- [Task details]: Each line of the material holding the word "dimension" must be identified and copied.
==== Task input
PR #4872, opened 2025-06-03
[TRTLLM-5589] feat: Integrate TRT-LLM Gen FP8 Batched GEMM with Pytorch workflow kernel autotuner

DomBrown:
## Description

Extend TRT-LLM Gen fp8 BMM torch operator to integrate with the pytorch workflow kernel autotuner to allow profiling for the best kernel config for a given kernel runner config and matrix shapes.

Slightly modifies the kernel tuner to handle None tensors, as some TRT-LLM Gen kernels have input tensors that are optional based on the kernel configuration.

## Test Coverage

`tests/unittest/_torch/thop/test_tllmg_bmm.py`

## GitHub Bot Help

<details>

### kill

`kill  `

### skip

`skip --comment COMMENT `

### reuse-pipeline

`reuse-pipeline `

</details>

### DIFF
--- a/tensorrt_llm/_torch/custom_ops/torch_custom_ops.py
+++ b/tensorrt_llm/_torch/custom_ops/torch_custom_ops.py
@@ -353,6 +353,7 @@ class FP8BatchedGemmRunner(TunableRunner):
         self.low_latency_kernel = low_latency_kernel
         self.tile_size = tile_size
         self.epilogue_tile_m = epilogue_tile_m
+        self.tuning_config = self.get_tuning_config()
 
         instance_key = (output_dtype, use_deep_seek_fp8, low_latency_kernel,
                         tile_size, epilogue_tile_m)
@@ -407,7 +408,6 @@ class FP8BatchedGemmRunner(TunableRunner):
 
         return tactics
 
-
     def get_default_valid_tactic(
         self,
         inputs: List[torch.Tensor],
@@ -425,10 +425,7 @@ class FP8BatchedGemmRunner(TunableRunner):
 
         return default_tactic
 
-
-    def get_dynamic_tensor_specs(
-        self
-    ) -> Tuple[DynamicTensorSpec, ...]:
+    def get_dynamic_tensor_specs(self) -> Tuple[DynamicTensorSpec, ...]:
         """Get the dynamic tensor specs for use with the AutoTuner."""
 
         # These indices correspond to the 0th input tensor and it's first dimension
@@ -441,10 +438,9 @@ class FP8BatchedGemmRunner(TunableRunner):
         m_values = (8, 16, 32, 64, 128, 256, 512, 1024, 2048)
         round_rule = lambda x: last_positive_power_of_2(x)
 
-        spec = DynamicTensorSpec(
-            MAT1_IDX, TUNED_DIM, m_values, round_rule)
+        specs = (DynamicTensorSpec(MAT1_IDX, TUNED_DIM, m_values, round_rule), )
 
-        return (spec, )
+        return specs
 
     def get_constraint_specs(self) -> Tuple[ConstraintSpec, ...]:
         """Get the constraint specs for the dynamic tensors for use with the AutoTuner.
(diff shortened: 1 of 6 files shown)


tensorrt_llm/_torch/custom_ops/torch_custom_ops.py
```diff
@@ -359,6 +359,236 @@ def _(
                              dtype=output_dtype)
 
 
+def div_up(a: int, b: int) -> int:
```
nekorobov, line 362: `math.ceil` does that

tensorrt_llm/_torch/custom_ops/torch_custom_ops.py
```diff
@@ -359,6 +359,236 @@ def _(
...
+                    output_dtype, use_deep_seek_fp8, low_latency_kernel,
+                    tile_size, epilogue_tile_m)
+
+        self._kernel_runner = FP8BatchedGemmRunner._runner_dict[instance_key]
+
+    def forward(
+        self,
+        inputs: List[torch.Tensor],
+        tactic: int = -1,
+        do_preparation: bool = False,
```
nekorobov, line 395: Why is that needed?

tensorrt_llm/_torch/custom_ops/torch_custom_ops.py
```diff
@@ -359,6 +359,236 @@ def _(
...
+        """Get the dynamic tensors for use with the AutoTuner."""
+
+        # These indices correspond to the 0th input tensor and it's first dimension
+        # i.e. we are tuning M where the first input tensor is of shape [B, M, K]
+
+        MAT1_IDX = 0
+        TUNED_DIM = 1
+
+        # Starting at 8 as M % tile size == 0 is required
+        m_values = (8, 16, 32, 64, 128, 256, 512, 1024, 2048)
```
nekorobov, line 482: Suggest adding 1 and 4

tensorrt_llm/_torch/custom_ops/torch_custom_ops.py
```diff
@@ -359,6 +359,236 @@ def _(
...
+    )
+
+    return kernel_runner(
+        inputs=inputs,
+        tactic=best_tactic,
+    )
+
+
+@fp8_batched_gemm_trtllmgen.register_fake
+def _(
```
nekorobov, line 562: What is the purpose of this one? Add comment

tensorrt_llm/_torch/custom_ops/torch_custom_ops.py
```diff
@@ -359,6 +359,236 @@ def _(
...
+    ) -> List[int]:
+
+        mat1, mat2, _, _, _ = inputs
+
+        b = mat1.shape[0]
+        m = mat1.shape[1]
+        n = mat2.shape[1]
+        k = mat1.shape[2]
+
+        tactics = self._kernel_runner.get_valid_configs(m, n, k, b)
```
nekorobov, line 428: b, m, n, k order is better in my opinion

tensorrt_llm/_torch/custom_ops/torch_custom_ops.py
DomBrown: We're extending the `TunableRunner` abstract class, so need the same function signature. I haven't used it here, but it still needs to be present. The fp4 GEMM runner in the same file does the same.

The doc string for that argument states:

"When True, allows one-time setup operations to be performed before tactic evaluation begins. These operations are excluded from the performance measurements during autotuning. Notice that anything prepared in this phase should be persistent in the forward and can be accessed by the following forward calls."

I assume this for allocating any persistent buffers and such.

tensorrt_llm/_torch/custom_ops/torch_custom_ops.py
DomBrown: I'll change it. I think I did it that way because it's like that for CUTLASS problem shapes. I agree that B first is better

tensorrt_llm/_torch/custom_ops/torch_custom_ops.py
DomBrown: I was following the example of the other runners already here. I believe this is used for `torch.compile` compatibility. I could probably remove it if we don't need this, but a comment is probably fine

tensorrt_llm/_torch/custom_ops/torch_custom_ops.py
nekorobov: Ah, right. Fine, let's keep it this way

tensorrt_llm/_torch/custom_ops/torch_custom_ops.py
nekorobov: Thanks for the explanation

nekorobov (approved):

dcampora (approved):

PR #4879, opened 2025-06-03
[nvbug/5319281][fix] Stop drafting when we hit the draft model's max seq len

mikeiovine:
## Description

The draft model cannot inherit the target model's `max_seq_len`. There is a corner case; the target''s max_seq_len can be larger than what the draft model actually supports. If you set `max_seq_len` too high, you can get illegal memory accesses in RoPE during warmup.

In this case, we should let the drafter infer its own value for `max_seq_len` and just stop drafting in the corner case where we hit the draft model's `max_seq_len`. The performance is not ideal, but it doesn't matter much since it's a rare corner case. We just need to avoid illegal memory accesses in warmups.

Also added some logic to avoid the user specifying a `max_seq_len` via `ExecutorConfig` which is higher than what the model supports.

## Test Coverage

Removed 2048 max seq len restriction for EAGLE3 tests.

## GitHub Bot Help

<details>

### kill

`kill  `

### skip

`skip --comment COMMENT `

### reuse-pipeline

`reuse-pipeline `

</details>


tensorrt_llm/_torch/pyexecutor/py_executor.py
```diff
@@ -1735,6 +1735,16 @@ def _prepare_draft_batch(
                     # No space for draft tokens.
                     continue
 
+                # Stop drafting when we hit the max seqlen. We still need dummy draft
+                # tokens attached to the requests to make sure everything works properly
+                # with CUDA graph. These dummy tokens are already added by
+                # _prepare_draft_requests to make the KV cache/scheduler aware of the fact
+                # that we want to do spec decode, so no need to do anything else here.
```
hlu1, line 1742:
```suggestion
                # that we want to do spec decoding, so no need to do anything else here.
```

tensorrt_llm/_torch/pyexecutor/py_executor_creator.py
```diff
@@ -220,7 +220,9 @@ def create_py_executor(executor_config: ExecutorConfig,
                 pytorch_backend_config,
                 batch_size=executor_config.max_batch_size,
                 max_num_tokens=executor_config.max_num_tokens,
-                max_seq_len=model_engine.max_seq_len,
+                # Note: The draft model engine will infer its own max_seq_len.
+                # We'll stop drafting when we hit the max.
+                max_seq_len=executor_config.max_seq_len,
```
hlu1, line 225: Is `executor_config.max_seq_len` different from `model_engine.max_seq_len`? What are the definitions for them?

hlu1 (approved):

tensorrt_llm/_torch/pyexecutor/py_executor_creator.py
mikeiovine: Yes. `executor_config.max_seq_len` is a user-specified maximum sequence length that is allowed to be smaller than the model's max seq len.

PR #4894, opened 2025-06-04
fix a bug of global cuda graph dummy request

QiJune:
The kv cache manager is re-created after kv cache memory estimiation. So, we should re-create the cuda graph dummy request as well.


tensorrt_llm/_torch/pyexecutor/model_engine.py
```diff
@@ -459,7 +459,6 @@ def __init__(
         # with different KV cache managers.
         self.kv_cache_manager_key = KV_CACHE_MANAGER_KEY
         self.lora_model_config: Optional[LoraModelConfig] = None
-        self.cuda_graph_dummy_request = None
```
VALLIS-NERIA, line 462: will `cuda_graph_dummy_request ` be undefined if we don't call `warmup`?

QiJune: Nice suggestion, let me keep this line.

VALLIS-NERIA (approved):

pcastonguay (changes requested):
If this is a bug fix, could we add a test to make sure we don't introduce a similar bug in the future?

lfr-0531 (approved):

QiJune:
> If this is a bug fix, could we add a test to make sure we don't introduce a similar bug in the future?

@pcastonguay Nice suggestion. I updated the corresponding test case.

pcastonguay (approved):

PR #4900, opened 2025-06-04
chore: partition LLM class into TorchLLM and TrtLLM

Superjomn:
This PR does
1. Create TorchLLM and TrtLLM with most of the code shared, making it ready to switch TorchLLM as the default LLM for the upcoming version
2. Keep alias of `tensorrt_llm._torch.llm.LLM` for `TorchLLM` and `tensorrt_llm.LLM` for `TrtLLM`
3. Fix the api reference doc accordingly, especially keep the existing LLM unbroken
    - Add separate API references for both TrtLLM and TorchLLM, add support for TrtLlmArgs and TorchLlmArgs.

Document:

LLM's API reference works as before:
image

### DIFF
--- a/tensorrt_llm/llmapi/llm.py
+++ b/tensorrt_llm/llmapi/llm.py
@@ -31,8 +31,9 @@ from ..inputs import (PromptInputs, create_input_processor,
                       create_input_processor_with_hash, prompt_inputs)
========
- [Exercise result]:
         # These indices correspond to the 0th input tensor and it's first dimension
+        # These indices correspond to the 0th input tensor and it's first dimension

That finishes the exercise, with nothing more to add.